Stored items

____

PR #2885, opened 2026-03-05
t1398.2: Harden ShellCheck invocation to prevent exponential expansion

alex-solovyev:
## Summary

- Harden ShellCheck invocations in `pulse-wrapper.sh` and `linters-local.sh` to prevent the exponential source expansion that caused the March 3 kernel panic (5.7 GB RSS, 88% CPU, 35+ min runtime)
- Add `--norc` flag to pulse-wrapper.sh quality sweep to ignore `.shellcheckrc`'s `source-path=SCRIPTDIR` directive
- Add `ulimit -v 1GB` per-subprocess memory cap as defense-in-depth in both scripts

### pulse-wrapper.sh (quality sweep)
- **`--norc`**: Prevents `.shellcheckrc` from being read, which sets `source-path=SCRIPTDIR` and could cause implicit source following
- **No `-x`/`--external-sources`**: Already the case, now explicitly documented
- **`ulimit -v 1048576`**: Caps virtual memory to 1 GB per shellcheck subprocess
- **Updated `guard_child_processes()` comment**: Clarifies this is a secondary defense, not primary

### linters-local.sh (interactive linting)
- **`ulimit -v 1048576`**: Added to both timeout and portable-fallback paths
- **Keeps `-x -P SCRIPTDIR`**: Interactive use benefits from source resolution; per-file timeout + ulimit provide sufficient protection
- **Updated comments**: Documents the defense-in-depth strategy

### .shellcheckrc
- **Warning comment**: Documents the exponential expansion risk when `source-path=SCRIPTDIR` is combined with `--external-sources`

## Defense-in-Depth Layers

| Layer | pulse-wrapper.sh (headless) | linters-local.sh (interactive) |
|-------|---------------------------|-------------------------------|
| External sources | No `-x` (never follows sources) | `-x -P SCRIPTDIR` (restricted) |
| RC file | `--norc` (ignores .shellcheckrc) | Uses .shellcheckrc (intentional) |
| Per-file timeout | 30s via timeout/gtimeout | 30s via timeout/gtimeout |
| Memory cap | `ulimit -v 1GB` per subprocess | `ulimit -v 1GB` per subprocess |
| Process guard | `guard_child_processes()` every 60s | N/A (interactive) |

Closes #2875

PR #2884, opened 2026-03-05
t1398.5: Rewrite memory pressure monitor

alex-solovyev:
## Summary

- Rewrites memory pressure monitor to monitor **process-level signals** (individual RSS, runtime, process count) instead of `kern.memorystatus_level` as the primary signal
- Addresses root cause of March 3 kernel panic: aidevops processes (ShellCheck at 5.7 GB, zombie pulses, session accumulation) — not generic OS memory pressure
- Incorporates valid concepts from declined PR #2792 (launchd integration, notifications, cooldown, CLI) with correct thresholds and security fixes

## What Changed

**New file: `.agents/scripts/memory-pressure-monitor.sh`**

| Signal | Threshold | Action |
|--------|-----------|--------|
| Per-process RSS | warn 2 GB, critical 4 GB | Notify per-category with cooldown |
| ShellCheck runtime | > 10 min | Warning notification |
| Other tool runtime | > 30 min | Warning notification |
| Interactive sessions | >= 5 concurrent | Warning notification |
| Aggregate aidevops RSS | >= 8 GB total | Warning notification |
| `kern.memorystatus_level` | Logged only | Secondary/informational — NOT used for alerts |

CLI: `--check` (launchd), `--status`, `--daemon`, `--install`/`--uninstall`, `--help`

**Security fixes vs PR #2792:**
- `_validate_int()` prevents command injection via `$(( ))` arithmetic expansion
- AppleScript `osascript` inputs sanitised (quotes/backslashes escaped)
- All environment variable inputs validated before use
- No XML injection risk in plist generation

**New file: `tests/test-memory-pressure-monitor.sh`** — 28 unit tests covering:
- Configuration validation (valid, non-numeric, below-minimum, leading zeros, injection)
- Duration formatting (seconds, minutes, hours, days, zero)
- Cooldown logic (no file, set+check, clear, invalid content)
- Process age parsing (self, nonexistent PID)
- OS memory info format and values
- CLI commands (help, status, check, unknown)
- Security (env var injection, notification disable)

## Testing

```
Results: 28 passed (total: 28)
```

ShellCheck: zero violations on both files.

Closes #2878

PR #2883, opened 2026-03-05
t1398.4: Add session count awareness

alex-solovyev:
## Summary

- Add `session-count-helper.sh` that detects interactive AI coding sessions (OpenCode, Claude Code, Cursor, Windsurf, Aider) and warns when the count exceeds a configurable threshold (default: 5)
- Distinguishes interactive TUI sessions from headless workers by examining process command lines (`opencode run`, `claude -p` are excluded)
- Integrates into startup flow (`aidevops-update-check.sh`) and pre-edit check (`pre-edit-check.sh`) as non-blocking warnings

## Configuration

- Config key: `safety.max_interactive_sessions` (default: 5, set to 0 to disable)
- Env override: `AIDEVOPS_MAX_SESSIONS`
- Schema (`aidevops-config.schema.json`) and defaults (`aidevops.defaults.jsonc`) updated

## Files Changed

| File | Change |
|------|--------|
| `.agents/scripts/session-count-helper.sh` | **New** — core detection logic with `count`, `check`, `list` commands |
| `.agents/scripts/aidevops-update-check.sh` | Calls session check during startup greeting |
| `.agents/scripts/pre-edit-check.sh` | Non-blocking session warning before edits |
| `.agents/configs/aidevops.defaults.jsonc` | Added `safety.max_interactive_sessions` |
| `.agents/configs/aidevops-config.schema.json` | Added schema for new config key |
| `.agents/scripts/shared-constants.sh` | Added env var mapping for `AIDEVOPS_MAX_SESSIONS` |

## Testing

Verified on Linux with 2 interactive OpenCode sessions + multiple headless workers:

```
$ session-count-helper.sh list
Interactive AI sessions:
  PID 3325002 | OpenCode | 568 MB | uptime: 1-23:50:50
  PID 3742902 | OpenCode | 1149 MB | uptime: 1-20:46:47
Total: 2 interactive | Threshold: 5

$ AIDEVOPS_MAX_SESSIONS=1 session-count-helper.sh check
SESSION_WARNING: 2 interactive AI sessions detected (threshold: 1).
Consider closing unused sessions to reduce memory pressure (~100-400 MB each).
```

Headless workers (`opencode run ...`) are correctly excluded from the count.

Closes #2877

PR #2882, opened 2026-03-05
t1398.3: Add pulse self-watchdog idle detection

alex-solovyev:
## Summary

- Adds process-level idle timeout to `run_pulse()` so the pulse self-terminates when opencode enters idle state, rather than waiting for the full 30-minute stale threshold
- Monitors CPU usage of the entire process tree every 60s — kills when CPU stays below threshold for 5 consecutive minutes (configurable)
- Reduces zombie pulse lifetime from ~30 minutes (wall-clock timeout) to ~7 minutes (2 min startup grace + 5 min idle detection)

## Problem

Root cause: opencode enters idle state after completing the pulse prompt but never exits (sits in a file watcher). The existing `PULSE_STALE_THRESHOLD` (t1397) catches this after 30 minutes, but that's 25 minutes of wasted resources. Worse, if launchd stops firing (sleep, plist unloaded), zombies persist indefinitely — the 28+ hour zombie observed on March 3 was this exact scenario.

## Solution

New `_get_process_tree_cpu()` helper sums `%CPU` for the PID and all descendants. The watchdog loop in `run_pulse()` now tracks consecutive idle seconds alongside the existing wall-clock check:

1. **Wall-clock timeout** (existing, t1397): hard ceiling at `PULSE_STALE_THRESHOLD` (30 min)
2. **Idle detection** (new, t1398.3): kills when CPU < `PULSE_IDLE_CPU_THRESHOLD` (5%) for `PULSE_IDLE_TIMEOUT` (300s) consecutive seconds

Startup grace period of 2 minutes prevents false positives during process initialization.

## New Configuration

| Variable | Default | Description |
|----------|---------|-------------|
| `PULSE_IDLE_TIMEOUT` | `300` (5 min) | Seconds of continuous idle before kill |
| `PULSE_IDLE_CPU_THRESHOLD` | `5` | CPU% below which process is considered idle |

Both are env-overridable and validated through the existing `_validate_int()` security guard.

## Verification

- ShellCheck: zero violations
- Bash syntax check: passes
- All existing functions unchanged — additive change only

Closes #2876

PR #2965, opened 2026-03-06
fix: install memory pressure monitor via setup.sh for reboot survival

marcusquinn:
## Summary

- Memory pressure monitor (`memory-pressure-monitor.sh`) was deployed but not auto-installed by `setup.sh` — it didn't survive reboots or `aidevops update`
- Adds launchd plist generation (macOS, 60s interval, `RunAtLoad=true`) and cron entry (Linux) alongside the existing process guard block
- No consent gate — this is a safety net (auto-kills runaway ShellCheck at >4 GB RSS), same as the process guard

## Context

The t1398 series (PRs #2855, #2881, #2882, #2883, #2884, #2885, #2918, #2930) fixed the root cause of memory blowups (ShellCheck `--external-sources` exponential expansion inside Tabby's bash language server). The memory pressure monitor is the defense-in-depth layer — but it was only installable via `--install` flag, not auto-deployed by `setup.sh`. After a reboot, the monitor wasn't running.

## Verification

- ShellCheck clean on `setup.sh`
- Follows exact same pattern as the process guard block (lines 980-1056)
- Plist matches the one generated by `memory-pressure-monitor.sh --install`
- Monitor confirmed running after manual install: `launchctl list | grep memory-pressure`

### DIFF
--- a/setup.sh
+++ b/setup.sh
@@ -1055,6 +1055,82 @@ GUARD_PLIST
 		fi
 	fi
 
+	# Memory pressure monitor — process-focused memory watchdog (t1398.5, GH#2915).
+	# Monitors individual process RSS, runtime, session count, and aggregate memory.
+	# Auto-kills runaway ShellCheck (language server respawns them). Always installed
+	# when the script exists; no consent needed (safety net, not autonomous action).
+	# macOS: launchd plist (60s interval, RunAtLoad=true) | Linux: cron (every minute)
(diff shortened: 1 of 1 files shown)


marcusquinn:
This PR appears orphaned — no active worker process found and no activity for 6+ hours. Flagging for re-dispatch. If work is still in progress, remove the `status:orphaned` label.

____

**Work item**
Please reproduce the lines from the line with "Verified on Linux" to the line with "## Solution", both ends included, exactly as they appear above.

**Response box**
Verified on Linux with 2 interactive OpenCode sessions + multiple headless workers:

```
$ session-count-helper.sh list
Interactive AI sessions:
  PID 3325002 | OpenCode | 568 MB | uptime: 1-23:50:50
  PID 3742902 | OpenCode | 1149 MB | uptime: 1-20:46:47
Total: 2 interactive | Threshold: 5

$ AIDEVOPS_MAX_SESSIONS=1 session-count-helper.sh check
SESSION_WARNING: 2 interactive AI sessions detected (threshold: 1).
Consider closing unused sessions to reduce memory pressure (~100-400 MB each).
```

Headless workers (`opencode run ...`) are correctly excluded from the count.

Closes #2877

PR #2882, opened 2026-03-05
t1398.3: Add pulse self-watchdog idle detection

alex-solovyev:
## Summary

- Adds process-level idle timeout to `run_pulse()` so the pulse self-terminates when opencode enters idle state, rather than waiting for the full 30-minute stale threshold
- Monitors CPU usage of the entire process tree every 60s — kills when CPU stays below threshold for 5 consecutive minutes (configurable)
- Reduces zombie pulse lifetime from ~30 minutes (wall-clock timeout) to ~7 minutes (2 min startup grace + 5 min idle detection)

## Problem

Root cause: opencode enters idle state after completing the pulse prompt but never exits (sits in a file watcher). The existing `PULSE_STALE_THRESHOLD` (t1397) catches this after 30 minutes, but that's 25 minutes of wasted resources. Worse, if launchd stops firing (sleep, plist unloaded), zombies persist indefinitely — the 28+ hour zombie observed on March 3 was this exact scenario.

## Solution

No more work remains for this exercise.